The profit motive is absent in totalitarian regimes

Why Government Ownership Always Fails

By Bruce Walker Sunday, June 14, 2009

Federal ownership of industry is not uncharted territory. Europe, for much of the Twentieth Century, was a vast experiment in nationalization. It never works, but the reasons for failure are not always grasped. When the Labour Party in Britain entered into its long period of nationalization, the motives of its leaders were not bad. The unions did not desire economic stagnation and lower standards of living. Nor were they fools.

There is a weak profit motive in industries which governments own or in which government has a strong voice in management, but that is not always the paramount concern in the hearts and minds of workers and managers. During the Second World War, for obvious reasons, the war industries of America and of Britain were closely regulated by government. Motives higher than personal profit drove production. Companies and their workers placed moral objectives above the bottom line.

The profit motive is absent in totalitarian regimes
The profit motive is absent in totalitarian regimes. If Stalin was persuaded that the White Sea Canal was a vast boon to the Soviet economy, who was going to tell him otherwise? If Mao believed in the Great Leap Forward that backyard steel mills make sense, which terrified party crony was going to contradict him? It is salient that the intention of the leader does not matter. Stalin and Mao were moral monsters, of course, but if they had been serene saints, their plans would still have brought ruin and waste.

But sometimes this worked. During the Great Patriotic War (what the rest of us call the Second World War), Soviet workers labored under terrible conditions for long hours and turned out weapons which matched any free nation, like the T-34/85 tank or the Sturmovik warplane. Political terror helped Stalin, but the genuine willpower of the Russian people was very potent in winning this war of production.

Even in command economies, workers and managers may often wish as much for success as if they were shareholders in a privately held corporation. In fact for most employees of corporations, the bottom line is not all that important. They go to work. They do their jobs. They hope that their work is appreciated and rewarded, but such a return on their effort is often missing.

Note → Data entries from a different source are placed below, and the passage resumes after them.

PR #1137, opened 2019-04-12
fix several "Not Bound" exceptions. DEXP-453883, RIDER-26176

van800:


van800:
Stopped by review. Decided to remove grouping event and add more logging instead.

PR #1142, opened 2019-04-16
Show usage count on properties

citizenmatt:
Usage count was missing on properties used in YAML - the usage count was applied to the setter accessor, not the property itself.

Also adds a check to see if the processing should be interrupted.


resharper/resharper-unity/src/Yaml/Psi/Resolve/EventHandlerArgumentMode.cs
```diff
@@ -1,14 +1,23 @@
...
+    // Static methods are listed, but described in the Inspector as "missing" and are not invoked.
+    // Private methods are not listed, but are invoked.
+    // Methods with return types are not listed, and are not invoked (there is a type mismatch exception at runtime).
+    // Methods with too many parameters are marked as "missing" and not invoked.
     public enum EventHandlerArgumentMode
     {
-        Unknown = 0,
-        None = 1,
-        UnityType = 2,
+        EventDefined = 0,
```
krasnotsvetov: Could you add tests for this case? 
See src\test\kotlin\FindUsagesAssetTest.kt

PR #1167, opened 2019-05-04
Added UsageInspectionSuppresions for UnityEditor.Build.*

### LINKED ISSUE #686: Classes deriving from IPreprocessBuild and IPostprocessBuild should be marked implicitly used
Sadly, `[MeansImplicitUse]` doesn't work here

JurjenBiewenga:
Fixes #686 

All the interfaces in UnityEditor.Build implement the [IOrderedCallback](https://docs.unity3d.com/2017.4/Documentation/ScriptReference/Build.IOrderedCallback-callbackOrder.html) interface however I could not figure out how to make the callbackOrder property implicitly used.


citizenmatt:
Thanks for the contribution, unfortunately, this is not the correct approach. The `api.xml` file is intended to hold event functions, parsed from the "Messages" section of the Unity documentation. The methods listed in the file are marked as implicitly used by the `UsageInspectionsSuppressor`, but that is because they are event functions, not because this is how to mark them as in use. It also doesn't work with properties, only methods.

A more appropriate approach would be to add this directly to `UsageInspectionsSuppressor`, by adding explicit checks for methods and properties, by looking at the short name and verifying that they implement the appropriate interface. E.g. 

```cs
case IProperty when IsOrderedCallbackMember():
  flags = ImplicitUseKindFlags.Access;
  return true;
```

and something similar for methods.

The implementation check would probably need to check the method or property's `ShortName` to see if it's an interesting member, and then call `member.GetRootSuperMembers(false)` and for each returned member, call `rootMember.GetContainingType()` and check to see if that type is `UnityEditor.Build.IOrderedCallback`.

resharper/resharper-unity/src/CSharp/Daemon/UsageChecking/UsageInspectionsSuppressor.cs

It is not the profit motive, per se, which makes a free economy so vastly superior to a planned economy. The profit motive is a strong incentive to hard work, especially in small businesses and in professions, where the profit largely is the wage. Innovation is also much more likely to arise in small businesses than in giant corporations or, even worse, in nationalized industries.

But it is a mistake to assume that this is because corporate bosses and government officials lack any grand vision (indeed, sometimes it is that very grand vision which is the problem) and it is certainly a mistake to assume that the men who run giant institutions are stupid. The problem with government and bureaucracies is because these lack what markets provide: information.

Consider Obama’s Stimulus Plan. Governments who receive funds must say how many jobs are created or preserved with the federal dollars. But surely this number is only a guess, and given the unintended consequences of vast spending, it is likely a poor guess. Yet how will the impact of the Stimulus Plan on jobs be calculated? By using the data supplied by these state and local governments. Even with the best of intentions and the most rigorous methodology, there is almost no way that anyone will truly be able to measure the effect on employment.